__TASK STATEMENT__
All lines that hold the string "vPhaseReport" should be copied. Find them in the listing below.

__GIVEN DATA__

PR #4446, opened 2023-05-20
show teams before players on bv count report section

kuronekochomusuke:
- show teams before players on bv count report section

image

### DIFF
--- a/megamek/src/megamek/server/GameManager.java
+++ b/megamek/src/megamek/server/GameManager.java
@@ -1631,8 +1631,8 @@ public class GameManager implements IGameManager {
     }
 
     private void bvReports(boolean checkBlind) {
-        Vector<Report> playerReport = new Vector<>();
-        Vector<Report> teamReport = new Vector<>();
+        List<Report> playerReport = new ArrayList<>();
+        List<Report> teamReport = new ArrayList<>();
         HashMap<Integer, BVCountHelper> teamsInfo = new HashMap<>();
 
         for (Team team : game.getTeams()) {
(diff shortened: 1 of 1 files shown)


megamek/src/megamek/server/GameManager.java
```diff
@@ -1631,6 +1631,8 @@ public BVCountHelper() {
     }
 
     private void bvReports(boolean checkBlind) {
+        Vector<Report> playerReport = new Vector<>();
```
SJuliez, line 1634: Ideally, we'd use the modern collection classes, at least when we can do so without having to do a grand refactor. This seems like it could work with List<Report> playerReport = new ArrayList<>()

megamek/src/megamek/server/GameManager.java
```diff
@@ -33555,6 +33564,10 @@ public void addReport(Report report) {
         vPhaseReport.addElement(report);
     }
 
+    public void addAllReport(Vector<Report> reports) {
```
SJuliez, line 33567: I'm all for extracting methods but this doesn't seem to add anything over just writing the addAll in place of the method call, or does it?

SJuliez (commented):
Just 2 comments.

megamek/src/megamek/server/GameManager.java
kuronekochomusuke: not really was just making it similar to and not accessing vPhaseReport directly

    public void addReport(Report report) {
        vPhaseReport.addElement(report);
    }

SJuliez (approved):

__FINISHED TASK__
         vPhaseReport.addElement(report);
kuronekochomusuke: not really was just making it similar to and not accessing vPhaseReport directly
        vPhaseReport.addElement(report);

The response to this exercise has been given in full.